Given Dawkins’ rather parsimonious alternatives, I’d opt for wicked over stupid every time. The wicked have all the fun, right?

Thankfully, though, Danny has given me another option: “smart.”

I must, say, though, that there’s an even better choice than any of the five. And that’s to be right.

Better to be stupid and right than smart and wrong.

He then says that while his wager doesn’t mean that ID is false, it certainly means something.

Speaking for myself, I don’t see that a fact-free wager means a thing. This is all raw conjecture on Danny’s part.

But, for the sake of argument, let’s play along with his assumptions.

Okay, then, what would such a correlation certainly mean?

Answer: the tautology that religious people believe religious things while irreligious people believe irreligious things.

And what’s the significance of that tautology?

This is the sort of argument that either proves too much or too little.

Danny is insinuating a causal connection: religious people believe religious things because they’re religious.

And he’s using that alleged connection to discredit their belief in ID on the grounds that their belief is driven by religious ideology rather than scientific evidence.

But there are two problems with this line of argument:

1.If valid, then it’s child’s play to construct a symmetrical argument for disbelievers in ID theory, to whit: their disbelief is driven by irreligious ideology rather than scientific evidence.

That follows directly from the structure of Danny’s own argument. Just use the same statistics in reverse.

2.The other thing it disregards is that intellectual conversion is a two-way street.

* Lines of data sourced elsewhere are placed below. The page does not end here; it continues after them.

Issue #710, opened 2023-07-24
`sudo --list`: print sudoers policies


japaric:
currently, sudo-rs does not print any policy

PR #711, opened 2023-07-24
implement `sudo --list`

japaric:
minus printing the sudoers policy when called without a command -- that's tracked in #710 

aside from that: permissions validation, PAM authentication, path resolution and credential caching have been implemented and tested.

### DIFF
--- a/test-framework/sudo-compliance-tests/src/sudo/flag_list.rs
+++ b/test-framework/sudo-compliance-tests/src/sudo/flag_list.rs
@@ -304,7 +304,6 @@ fn when_several_commands_specified_only_first_displayed_with_fully_qualified_pat
     Ok(())
 }
 
-#[ignore = "gh658"]
 #[test]
 fn when_command_is_forbidden_exit_with_status_1_no_stderr() -> Result<()> {
     let env = Env("ALL ALL=(ALL:ALL) NOPASSWD: /bin/true")
@@ -360,7 +359,6 @@ fn uppercase_u_flag_matches_on_first_component_of_sudoers_rules() -> Result<()> 
     Ok(())
 }
 
-#[ignore = "gh658"]
 #[test]
 fn lowercase_u_flag_matches_users_inside_parenthesis_in_sudoers_rules() -> Result<()> {
     let another_user = "another_user";
@@ -384,7 +382,6 @@ fn lowercase_u_flag_matches_users_inside_parenthesis_in_sudoers_rules() -> Resul
     Ok(())
 }
 
-#[ignore = "gh658"]
 #[test]
 fn lowercase_u_flag_not_matching_on_first_component_of_sudoers_rules() -> Result<()> {
     let another_user = "another_user";


src/sudo/pipeline/list.rs
```diff
@@ -0,0 +1,176 @@
...
+                target_user: &context.target_user,
+                target_group: &context.target_group,
+            };
+            let judgement = pre.check_list_permission(other_user, &context.hostname, list_request);
+
+            if let Authorization::Forbidden = judgement.authorization() {
+                let command = if original_command.is_none() {
+                    "list".to_string()
+                } else {
+                    format!("list{}", context.command.command.display())
```
rnijveld, line 123: I don't really understand what the point is of emulating this sudo behavior? It just seems very weird to me.

src/sudo/pipeline/list.rs
```diff
@@ -0,0 +1,176 @@
...
+    pam::CLIConverser,
+    sudo::{pam::PamAuthenticator, SudoersPolicy},
+    sudoers::{Authorization, ListRequest, Policy, Request},
+    system::{timestamp::RecordScope, Process, User},
+};
+
+use super::{AuthPlugin, Pipeline, PolicyPlugin};
+
+impl Pipeline<SudoersPolicy, PamAuthenticator<CLIConverser>> {
+    pub(in crate::sudo) fn run_list(mut self, cmd_opts: SudoOptions) -> Result<(), Error> {
```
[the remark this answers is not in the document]
japaric: `Pipeline::run_list` is different enough from the other two `run` methods that it warrants being in its own module, IMO. that way, any helper function / method that it uses, and the other two `run`s won't, can be kept private to that module (see the updated `list.rs` file after a refactor for readability). conversely, code shared between `run_list` and the other `run` methods can go in the parent module (`pipeline.rs`) so that it can be seen by all its users (e.g. see the new `Pipeline::auth_and_update_record_file` method)

^ that approach also avoids files getting too large (`pipeline/list.rs` is ~200 lines; `pipeline.rs` is ~300 lines). I personally prefer to have several self contained files, e.g. one file per feature with an inline `mod tests`, but I know some people find hard to navigate code bases that have many files. (TBH, navigation shouldn't be an issue if you are familiar with LSP's "go to definition / references / type / implementations / etc." actions)

src/sudo/pipeline/list.rs
japaric: it was simpler that coming up with a different format. "simpler" as in the compliance tests didn't need any change. diagnostics are user facing / not machine readable so they can be changed at any time without that being consider a (semver) breaking change.

src/sudo/pipeline.rs
```diff
@@ -60,31 +61,12 @@ impl<Policy: PolicyPlugin, Auth: AuthPlugin> Pipeline<Policy, Auth> {
             } => {
                 self.apply_policy_to_context(&mut context, &policy)?;
 
-                let mut auth_status = determine_auth_status(
+                self.auth_and_update_record_file(
```
japaric, line 64: the fact that all the fields of `Authorization::Allowed` are passed into this method to me is an indication that those fields should be their own struct, e.g. `enum Authorization { Allowed(AuthorizationAllowed), /* .. */ }` but that feels out of scope for this PR so I won't refactor that in this PR.

squell: Had a similar feeling a while back.

src/sudo/pipeline/list.rs
squell: Note that `list` is a pretty recent addition to sudo (I think it was first part of a sudo release after the kick-off of this project), so I feel we have a large degree in freedom in how far to support it (even decide to not support it if we want), based on the criteria we discussed in Berlin (since it's not in wide common usage at the moment).

Anyway, the way original sudo displays this error message feels like it may simply be a mistake in some error formatting function in original sudo that we should communicate to @millert.

For us, if we go for the "it's simpler for now" solution in this PR, we should make an issue to address this error message so we don't forget to fix it later.

millert: Can you elaborate on the sudo error message you are talking about?

pvdrz (approved):

src/common/error.rs
```diff
@@ -1,12 +1,22 @@
 use crate::pam::PamError;
-use std::{fmt, path::PathBuf};
+use std::{borrow::Cow, fmt, path::PathBuf};
 
 #[derive(Debug)]
 pub enum Error {
+    Silent,
```
pvdrz, line 6: Just curious, why do we need this?

japaric: `sudo --list some-command` triggers this error path when the invoking user cannot run `sudo some-command` due to sudoers policy. ogsudo fails silently with exit code 1 in that case and we are doing the same right now but we could improve diagnostics in the future and e.g. report back "user ferris cannot run `sudo some-command`( as other-user) on some-hostname`. That improvement would involve repurposing this error variant.

tl;dr it has been added to allow improving diagnostics in the future (if we decide to do so)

Someone could deny naturalistic evolution because he’s religious, or he could be religious because he denies naturalistic evolution.

That is to say, there are people who were originally atheistic in outlook, but as they began to scrutinize the intellectual difficulties with propping up naturalism in general, or naturalistic evolution in particular, they came to see that Christian theism was the only rational alternative.